When power is supplied to the cycle computer 1 through the operation of the power switch 11d, a system reset occurs in the CPU 13a, and the CPU 13 performs the pedaling shown in FIG. 7 based on a program for detecting the pedaling state stored in the ROM 13b. The state detection process is started.

First, in step S1, information input processing is performed. Here, the driver's buttons 11a to 11c display a caution to prompt the driver and bicycle information (hereinafter referred to as “driver information”) to be input, and wait until the desired information is input. To do. Information from the input unit 11 (a first button operation detection signal indicating the operation of the button 11a, a second button operation detection signal indicating the operation of the button 11b, and a third button operation indicating the operation of the button 11c) When the detection signal is input, based on the input information, the driver data indicating the driver information is stored in the driver data storage area of the RAM 13b. “Driver information” includes the driver's maximum power, gender, height / weight, bicycle type, tire size / type, crank length, and the like.

In the present embodiment, since the maximum power and the crank length are information necessary for displaying the pedaling state, it is essential to input such information. Therefore, in step S1, the maximum power data representing the maximum power is always stored in the maximum power data storage area of the RAM 13c, and the crank length data representing the crank length is stored in the crank length data storage area of the RAM 13c.

In step S2, a condition for measuring the crank rotation angle, the pedal action force rotation direction component, the pedal action force radial direction component, and the crank rotation speed (hereinafter referred to as “measurement start condition”) is satisfied, and measurement is started. It is determined whether or not In the present embodiment, as described above, the input of the maximum power and the crank length is essential, so at least the input of the maximum power and the crank length is included in the measurement start condition. For example, the measurement start condition may be satisfied when a signal indicating the start of measurement is transmitted after the maximum power and the crank length are input. If it is determined in step S2 that the measurement start condition is not satisfied, the process proceeds to step S1, and if it is determined that the measurement start condition is satisfied, the process proceeds to step S3.

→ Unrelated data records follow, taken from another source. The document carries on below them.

PR #4122, opened 2024-12-20
Implement minimal C++-like runtime to support exceptions without linking libc++

lolgab:
Exceptions work as before but we link using `clang` and not using `clang++`, so we only require `libc`.

The `eh.c` code was adapted from https://github.com/s17b2-voroneckij/infos-user

### Before
immagine

### After
immagine

## Questions

> About the process monitor, the first generation still uses the c++ standard library, which we don't want to link anymore.
What should we do about it?
Can we start requiring a new enough version of the Linux kernel and always use gen2? Or should we maybe add a config to link C++ (I prefer not, since we always wanted to stop linking c++).

`process_monitor.cpp` was converted from C++ to C and using two linked lists instead of the C++ standard library map.
With this change the gen1 and gen2 work as before.

> Should we add `-fno-exceptions` etc. only to `nativelib` code?
I'm thinking about allowing to link with c++ stdlib and c++ exceptions in custom `resources/scala-native` code. Should we support that?
I don't know how much we support in `resources/scala-native` cpp files.

Currently, we add this flag only if `config.usingCPPExceptions`. We should probably use the old flags when `config.isCPPRuntimeEnabled` is `true`

## Semantic changes

- After this PR, exceptions are not C++ exceptions anymore, so it is undefined behavior to throw uncaught exceptions from Scala Native code to C++. Exceptions should be handled and returned to exported functions as error codes.
- Stop supporting/testing throwing Scala exceptions in `@exported` functions

## Other changes

- Add `-lm` to link `libm` (before was added automatically by clang++)
- Start using `-Wl,--as-needed` linker flag when supported to avoid linking libraries we don't use (namely `libm`)
- Use literal constants in `RyuFloat` to avoid depending on `libm`
- Add `@scala.scalanative.unsafe.linkCppRuntime` annotation to link using `clang++` and link the cpp runtime. The annotation needs to be added to `@extern object`s that call C++ functions using the c++ runtime. When the annotation is missing from the `ReachabilityAnalysis.Result` linking is performed with `clang` and c++ files are compiled with `-fno-exceptions`. Even when present the Scala Native exceptions use the new runtime, so can't be catched from C++ code.
- Convert `nir.Attrs` `case class` to a regular class and implement the binary compatibility shims.

## Improvements

As a side effect of not depending on the system ABI (which is not guaranteed to be the same we tested upon), exceptions work correctly on lima on Mac aarch64 + Ubuntu 24.10, which wasn't able to catch exceptions on the baseline.

### Before (Ubuntu 24.10 on lima aarch64, Mac M2)
```
$ sandbox/.2.13/target/scala-2.13/sandbox
terminate called recursively
Aborted (core dumped)
```

### After (Ubuntu 24.10 on lima aarch64, Mac M2)
```
$ sandbox/.2.13/target/scala-2.13/sandbox
Exception in thread "main"java.lang.Exception: BOOM!!!
	at java.lang.Throwable.fillInStackTrace(Throwables.scala:58)
	at <none>.main(unknown:2)
	at <none>.(Unknown Source)
```


ekrich:
This is very cool - assuming that Windows could be done but avoiding it for now?

lolgab:
@ekrich Thank you!
About Windows, I haven't tried Windows at all but I assume it can be supported. I'm not a Windows user so it will need someone else to try to port the changes to Windows.
Probably windows-gnu shouldn't be hard to port.

tools/src/main/scala/scala/scalanative/codegen/llvm/compat/os/UnixCompat.scala
```diff
@@ -54,41 +49,21 @@ private[codegen] class UnixCompat(codegen: AbstractCodeGen)
...
-    str("br ")
+    line(s"$exc = call $ptrT $scalaNativeCatch($ptrT $r0)")
+    line("br ")
     codegen.genNext(next)
     unindent()
-
-    line(s"$excfail:")
-    indent()
-    line(s"resume $excRecTy $rec")
-    unindent()
```
lolgab, line 82: Since we catch all exceptions, this block can never happen.
Catching any exception that is not a Scala Native exception is undefined behavior

tools/src/main/scala/scala/scalanative/build/LLVM.scala
```diff
@@ -85,8 +85,14 @@ private[scalanative] object LLVM {
       multithreadingEnabled ++ allowTargetOverrrides
     }
     val exceptionsHandling = {
-      val opt = if (isCpp) List("-fcxx-exceptions") else Nil
-      List("-fexceptions", "-funwind-tables") ::: opt
+      val targetSpecific = if (config.targetsWindows) {
+        val opt = if (isCpp) List("-fcxx-exceptions") else Nil
+        List("-fexceptions", "-funwind-tables") ++ opt
+      } else {
+        if (isCpp) List("-fno-rtti", "-fno-exceptions", "-funwind-tables")
```
lolgab, line 92: Should this be applied only to libunwind (or `nativelib`) code? Otherwise it is impossible to use c++ exceptions in c++ code in `scala-native` resources.

tools/src/main/scala/scala/scalanative/codegen/llvm/compat/os/UnixCompat.scala
```diff
@@ -54,41 +49,21 @@ private[codegen] class UnixCompat(codegen: AbstractCodeGen)
     indent()
     line(s"$rec = $landingpad")
     line(s"$r0 = extractvalue $excRecTy $rec, 0")
-    line(s"$r1 = extractvalue $excRecTy $rec, 1")
-    line(s"$id = $typeid")
-    line(s"$cmp = icmp eq i32 $r1, $id")
-    line(s"br i1 $cmp, label %$excsucc, label %$excfail")
```
lolgab, line 60: We don't do any type check. We assume any exception is a java.lang.Throwable and we handle it.

tools/src/main/scala/scala/scalanative/codegen/llvm/compat/os/UnixCompat.scala
```diff
@@ -54,41 +49,21 @@ private[codegen] class UnixCompat(codegen: AbstractCodeGen)
...
-      line(s"$exc = load ptr, ptr $w2")
-    } else {
-      line(s"$w1 = bitcast i8* $w0 to i8**")
-      line(s"$w2 = getelementptr i8*, i8** $w1, i32 1")
-      line(s"$exc = load i8*, i8** $w2")
-    }
-    line(s"call void $endCatch()")
-    str("br ")
+    line(s"$exc = call $ptrT $scalaNativeCatch($ptrT $r0)")
+    line("br ")
```
lolgab, line 58: Instead of upacking the ExceptionWrapper c++ class object, we simply call `scalanative_catch` which receives a `_UnwindException` and `return` the pointer to the Scala Native (java.lang.Throwable) exception object.
We assign `exc` to it and handle it.

tools/src/main/scala/scala/scalanative/codegen/llvm/compat/os/UnixCompat.scala
```diff
@@ -11,19 +11,15 @@ private[codegen] class UnixCompat(codegen: AbstractCodeGen)
...
-  val ehWrapperTy = "@_ZTIN11scalanative16ExceptionWrapperE"
   val excRecTy = s"{ $ptrT, i32 }"
-  val beginCatch = "@__cxa_begin_catch"
-  val endCatch = "@__cxa_end_catch"
+  val scalaNativeCatch = "@scalanative_catch"
   val catchSig =
-    if (useOpaquePointers) s"$ptrT $ehWrapperTy"
-    else s"i8* bitcast ({ i8*, i8*, i8* }* $ehWrapperTy to i8*)"
+    if (useOpaquePointers) s"$ptrT null"
+    else s"i8* null"
```
lolgab, line 18: `null` is the llvm way to catch all.

lolgab:
@WojciechMazur Can you read the questions in the description and give me hints on how to handle them? I don't know what's best to do with the process_monitor gen1, which can't be supported without the c++ stdlib.
Also, I left some more questions as Github review comments in the code.

tools/src/main/scala/scala/scalanative/build/NativeConfig.scala
```diff
@@ -137,6 +137,11 @@ sealed trait NativeConfig {
     }
   }
 
+  /** Shall enable the use of C++ runtime. Useful if you want to compile c++
+   *  code in your Scala Native application.
+   */
+  def useCPPRuntime: Boolean
```
lolgab, line 143: This is actually a lie because windows can't function without the cpp runtime at the moment, so should I rename this? Do you have suggestions?

ekrich: Default to true on Windows?

javalib/src/main/resources/scala-native/process_monitor.cpp
```diff
@@ -1,3 +1,4 @@
+#if defined(SCALANATIVE_CPP_RUNTIME_ENABLED)
```
ekrich, line 1: I guess I don't understand. Doesn't this have to also be converted to C? Hard to tell based on C preprocessor format. Perhaps we should go to a 2 space indented style for conditional compilation.

lolgab: This is the implementation we use on Windows. It should be c++ because we use the c++ exceptions there.
The `ifdef` is using the format used on the other c++ files.

tools/src/main/scala/scala/scalanative/build/NativeConfig.scala
lolgab: The current code defaults to `false` and communicates the "intention" to use the c++ runtime. But on Config.scala this is added with `|| config.targetsWindows`.
But I accept suggestions on how to improve the config.

javalib/src/main/resources/scala-native/process_monitor.cpp
ekrich: Yeah, I set up the clang-format so don't have any setup to speak of.

lolgab: I meant the choice between
```c++
#ifdef FOO
```

and

```c++
#if defined(FOO)
```

ekrich: The second one is preferred for more complicated expressions or arguments to `defined`.

javalib/src/main/scala/java/lang/process/UnixProcess.scala
```diff
@@ -6,7 +6,9 @@ private[lang] abstract class UnixProcess extends GenericProcess {}
 
 object UnixProcess {
   def apply(builder: ProcessBuilder): Process = {
-    val useGen2 = if (LinktimeInfo.is32BitPlatform) {
+    val useGen2 = if (!LinktimeInfo.isCPPRuntimeEnabled) {
+      true
+    } else if (LinktimeInfo.is32BitPlatform) {
```
lolgab, line 11: Now, it would be nice to be able to link-time fail if you don't use the cpp runtime on a 32 bit machine.
Is it possible? We could ask the user to enable the cpp runtime if they want to use `java.lang.process.Process` on that platform.

ekrich: I looked at the process code and it was just the collections (Map) that was C++. It seems that could be replaced to make that pure C too.

lolgab: Then I have to check if I can migrate that to c as well.

tools/src/main/scala/scala/scalanative/build/LLVM.scala
```diff
@@ -80,13 +80,27 @@ private[scalanative] object LLVM {
         if (config.compilerConfig.multithreadingSupport)
           Seq("-DSCALANATIVE_MULTITHREADING_ENABLED")
         else Nil
+      val cppRuntimeEnabled =
+        if (config.isCPPRuntimeEnabled)
+          Seq("-DSCALANATIVE_CPP_RUNTIME_ENABLED")
+        else Nil
+      val usingCPPExceptions =
+        if (config.usingCPPExceptions)
+          Seq("-DSCALANATIVE_USING_CPP_EXCEPTIONS")
```
lolgab, line 89: Suggestions accepted for this define name

tools/src/main/scala/scala/scalanative/build/LLVM.scala
lolgab: Now that there is the config boolean to check if we are using the cpp runtime, we can use it here to selectively enable exceptions or not. To be discussed what flags we want.

tools/src/main/scala/scala/scalanative/build/LLVM.scala
```diff
@@ -221,11 +235,22 @@ private[scalanative] object LLVM {
         if (config.targetsWindows) Seq("dbghelp")
         else if (config.targetsOpenBSD || config.targetsNetBSD)
           Seq("pthread")
-        else Seq("pthread", "dl")
+        else Seq("pthread", "dl", "m")
```
lolgab, line 238: This is an artifact of linking with `clang` instead of `clang++` on linux, probably `libm` was a dependency of `libc++` and we were importing it by accident.

javalib/src/main/resources/scala-native/process_monitor.c
```diff
@@ -0,0 +1,200 @@
...
+
+typedef struct FinishedProc {
+    int pid;
+    int result;
+    struct FinishedProc *next;
+} FinishedProc;
+
+static pthread_mutex_t shared_mutex;
+static WaitingProc *waiting_procs = NULL;
+static FinishedProc *finished_procs = NULL;
```
lolgab, line 46: I changed the map with a linked list. We have linear access, now but we don't need to implement the hash map.

javalib/src/main/scala/java/lang/process/UnixProcess.scala
lolgab: Converted process_monitor to C, using simple linked lists

lolgab:
Ready for first round of review @WojciechMazur

tools/src/main/scala/scala/scalanative/build/LLVM.scala
lolgab: Probably the easiest thing to do is to change the if to `if (config.isCPPRuntimeEnabled)` so we enable exceptions to all cpp code if the C++ runtime is enabled.

lolgab:
Can you rerun the job in https://github.com/scala-native/scala-native/actions/runs/12526993166/job/34940115020?pr=4122
It seems a flaky test to me

WojciechMazur:
Great work! Sorry I was not here to help with questions during last days. I've only taken a short look at changes so far, but I'll try to come back with full review by the end of this year

javalib/src/main/scala/java/lang/process/UnixProcess.scala
ekrich: I had poked around and found this which has a liberal license - https://github.com/troydhanson/uthash

tools/src/main/scala/scala/scalanative/build/LLVM.scala
ekrich: I think the two settings together make 4 options but some of the options don't make since with each other. e.g. if you take CPPExceptions then CPPRuntime needs to be true as well. Maybe they need to be a setting pair with some check of validity?

I also think that if we are not making a CPPRuntime then we should disallow compiling C++ in `scala-native` resources as because then we must link with C++.

It is unclear to me if a C++ lib has a C interface as with something like the C API for `libtensorflow` then would the runtime be C but then has a dependency on a C++ lib. Also, what if we try and link that statically. You might be able to test the default dynamic using this just to make sure - <https://github.com/ekrich/stensorflow.g8>

tools/src/main/scala/scala/scalanative/build/NativeConfig.scala
WojciechMazur, line 143: I'm not really a fun of this setting to be honest.

At first it might be misleading - actually it's only controlling which program should we use for linking `clang` or `clang++`. If so, then maybe we should introduce `alternativeLinker: Option[Path]` which would be to used if defined, altough it might be problematic in usage becouse of hard-coded settings we enforce, so probably that's not a good idea to follow.

From the user perspective I'd prefer to not need any additional configuration, only because upstream library I use is using .cpp files for the internals. So we should have some way of automatic detection when c++ stdlib is really needed.  
One idea how to achive that would be checking if we're compiling any .cpp files if so we'd use clang++ to link and clang otherwise. There are 2 issues however. First problem is we're still defining .cpp sources in core Scala Native project - we ship libunwind which contains C++ sources, we can consider removing it in the follow up PR, a quick experiment on my machine proved there is no issues with that.  
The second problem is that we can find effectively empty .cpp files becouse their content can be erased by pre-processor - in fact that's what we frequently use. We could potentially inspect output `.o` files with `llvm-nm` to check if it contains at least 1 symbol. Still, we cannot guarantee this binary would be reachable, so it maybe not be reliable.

In step S3, the crank rotational angle data is stored in the crank rotational angle data storage area of the RAM 13c based on the crank rotational angle signal, and the crank rotational speed data is stored in the crank rotational speed data storage area of the RAM 13c based on the crank rotational speed signal. Remember. Since the phase difference between the left crankshaft B311 and the right crankshaft B312 is 180 °, the rotation angle of the right crankshaft B312 is a value obtained by adding 180 ° to the crank rotation angle data indicated by the crank rotation angle data.

In step S4, the pedal action force rotation direction component data is stored in the pedal action force rotation direction component data storage area of the RAM 13c based on the pedal action force rotation direction component signal, and the pedal action based on the pedal action force radial direction component signal. The force radiation direction component data is stored in the pedal action force radiation direction component data storage area of the RAM 13c.

In the present embodiment, pedal action force rotation direction component data and pedal action force radial direction component data are stored in association with crank rotation angle data. Specifically, it is stored as pedal action force rotation direction component data and pedal action force radial direction component data with respect to the crank rotation angle represented by the latest stored crank rotation angle data (calculated by the latest processing). Note that the processing in step S3 and step S4 is performed, for example, every 10 ms based on the pulse signal output from the oscillation circuit 13g, and the crank rotation angle data, pedal action force rotation direction component data, and pedal action force radiation direction. The component data is stored sequentially. Further, since the crank speed is not detected unless the crank B31 is rotated once, the crank speed data is stored every time the crank B31 rotates once.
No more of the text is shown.